The Irish Book of Bog
You’ve heard of the Book of Kells - or at least of Kansas City’s Cow of Kells - and you know how important old Irish books are in the formation of Celtic kitsch. I mean what would authentic Irish pubs look like if we had no Book of Kells (or Durrow or An Cathach)?
Looking for Psalm 83, I mean 84, the King James version, Israel, photos, the vale of tears, and the Bekaa Valley?
And if you were one of the twelve who turned up last time O’Dowd’s authentic Irish pub on the Plaza showed the All-Ireland Football final live you will have spotted the trophy handed to the winning captain.
The Sam Maguire Cup is based on the Ardagh Chalice, my favouite metal artefact from Ireland’s history - though I’m very fond of St. Patrick’s Bell Shrine, and the sumptuous Derrynaflan hoard.
I mention these things because they turn up everywhere. Kind of. Irish brooches hold the world together, and all of them based on the Tara Brooch, rather than any of the thousand other Irish brooches from the middle ages.
Crosses hang around necks, little metal crosses, crude likenesses of the crosses of Monasterboice, Moone, Ahenny, and the rest of them. The countryside of Ireland is littered with the jewellery and menu illustrations of the world.
Last Thursday, in what can only be described as ’sensational’, fragments of what’s believed to be an ancient Book of Psalms, were uncovered by a man on a bulldozer in a bog in the Irish midlands.
Possibly between 1,000 and 1,200-years-old, its discovery was an Irish equivalent to that of the Dead Sea Scrolls, staff at the National Museum of Ireland said yesterday:
According to Raghnall Ó Floinn, head of collections at the museum, there are about 45 letters per line and a maximum of 40 lines per page.
While part of Psalm 83 is legible, the extent to which other psalms or additional texts are preserved will be determined only by painstaking work by a team of experts.

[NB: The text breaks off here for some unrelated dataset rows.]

PR #8094, opened 2022-01-12
tailwind classes for buttons, updated js

### LINKED ISSUE #8037: Clean up Share-buttons.js
Share-buttons.js is the file we use for the functionality and animation of the share buttons on the youtube regrets reporter extension landing page. 

While it is functional at the time I think it might be useful to clean it up a little using some suggestions from Simon such as:

- Creating a timeline and then using the .play and .reverse functionailty
- Cleaning up the SCSS to use tailwind classes as much as possible

danielfmiranda:
Closes #8037

**Steps to test**:

1. Visit https://foundation-s-share-butt-p0ashv.herokuapp.com/en/youtube/regretsreporter/
2.  Click on the share button
3. Other share buttons should animate/hide as expected
4. If code and animation look ok, testing is complete!


source/sass/views/regrets-reporter-landing-page.scss
```diff
@@ -49,44 +49,17 @@
...
       }
 
       &::before {
-        filter: brightness(1);
-        content: " ";
-        display: block;
-        width: 36px;
-        height: 36px;
-        background: no-repeat 0 0 / contain;
         transition: $button-icon-transition-speed;
```
fessehaye, line 60: Do you think this transiton variable value might be reused in a lot of the site? If so maybe we should add it to the tailwind config

fessehaye (approved):
This looks way better! Thanks for taking the time to do this

PR #8095, opened 2022-01-12
removed all if else statements from switchover to basket

### LINKED ISSUE #6596: Fo'mo Cinchy/CRM Migration Code Cleanup
Clean up code for migration on donate and foundation (do After production launch on May 25th)

 - [x] Look through code and environment variables changed on fo'mo because of migration
- [x] Update fo'mo to remove branching and method env variable

danielfmiranda:
Closes #6596 
Related PRs/issues:
#6552(regarding removal of "MOFO_NEWSLETTER_SUBSCRIBE_METHOD" env variables and related if/else statements), #6601 (regarding removal of "petition_method" env variable) 

### Details about this PR:

The goal of this pull request is to remove the "if else" statements  and env variables that we have added to the codebase during the switchover from cinchy and SQS to basket.

We added these statements so based on an environment variable, the site could know which service to use.

If you would like to see the changes I am undoing, #6552 is the PR in which I added the following environment variables:

- BASKET_URL
- MOFO_NEWSLETTER_SUBSCRIBE_METHOD

This PR removes those, and also removes the if/else statement, as the site now uses basket 100% of the time since the switchover is complete.

#6601 is where I added a if else statement for basket regarding petition newsletter sign ups. It also appears I added an environment variable "PETITION_DATA_SUBMISSION_METHOD", however this is not used anywhere in the codebase so it can be removed too.


env.default
```diff
@@ -33,12 +33,6 @@ XROBOTSTAG_ENABLED=False
 # See the Basket client docs https://basket-client.readthedocs.io/en/latest/install.html
 BASKET_URL=https://basket-dev.allizom.org/
 
-# Newsletter config:
```
danielfmiranda, line 36: Added in [#6552](https://github.com/mozilla/foundation.mozilla.org/pull/6552/files#diff-14d0b30702e03f0c4431c6bb68320bc3b0d1660ab34d9e501d28b503d424d42aR34) - no longer needed

network-api/networkapi/campaign/views.py
```diff
@@ -148,26 +148,12 @@ def signup_submission(request, signup):
     if cid is not None and cid != '':
         data['campaign_id'] = cid
 
-    # If we want to subscribe them through basket, do so, if not, subscribe them using SQS.
```
danielfmiranda, line 151: Added in [6552](https://github.com/mozilla/foundation.mozilla.org/pull/6552/files#diff-5f0534998c1054cb2971d3f838cf3a37334e8d4c546b13088a734cee6213bde5R124) - no longer needed

network-api/networkapi/campaign/views.py
```diff
@@ -148,26 +148,12 @@ def signup_submission(request, signup):
...
-        message = json.dumps({
-            'app': settings.HEROKU_APP_NAME,
-            'timestamp': datetime.now().isoformat(),
-            'data': {
-                'json': True,
-                'form': data,
-                'event_type': 'newsletter_signup_data'
-            }
-        })
-        return send_to_sqs(crm_sqs['client'], crm_queue_url, message, type='signup')
```
Pomax, line 170: does this mean we're no longer directly using sqs? If so, we can probably also clean up that code.

Pomax (changes requested):
not really a "change" request, but foremost a question that _might_ turn into additional removal =)

network-api/networkapi/campaign/views.py
danielfmiranda: Hi @Pomax ! We are still using SQS for petition sign ups [here](https://github.com/mozilla/foundation.mozilla.org/blob/8cb61055409304639ec1f3cb04e1ed8679fd8140/network-api/networkapi/campaign/views.py#L227)

Pomax: I see, in that case let's not delete this function =D

Pomax (approved):
this looks good to go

It is possible that the manuscript will be put on public display in the museum’s early Christian gallery within a couple of years
Whatever is on those pages could well dictate the decor of your next authentic Irish pub, or cow. Even if it’s only letters, you’ll be seeing them on festival posters and Irish menus in no time. Unless they’re too difficult to follow, in which case you’ll keep on seeing those German ones you’ve been seeing.
Incidentally if you have time to visit just one room on your trip to Dublin (because you think the real Ireland is sixteen counties to the west) make it a visit to the National Museum of Ireland - Archaeology and History - The Treasury. And until you embrace all twenty-six notional counties of the Republic don’t bother yourself arguing about the other six.
We should all be grateful that the finding farmer is a friend to Irish archaeology, so the book in the bog went straight to State authorities, even if the law was changed to nationalize Ireland’s past following the difficulties with the Derrynaflan find of 1980.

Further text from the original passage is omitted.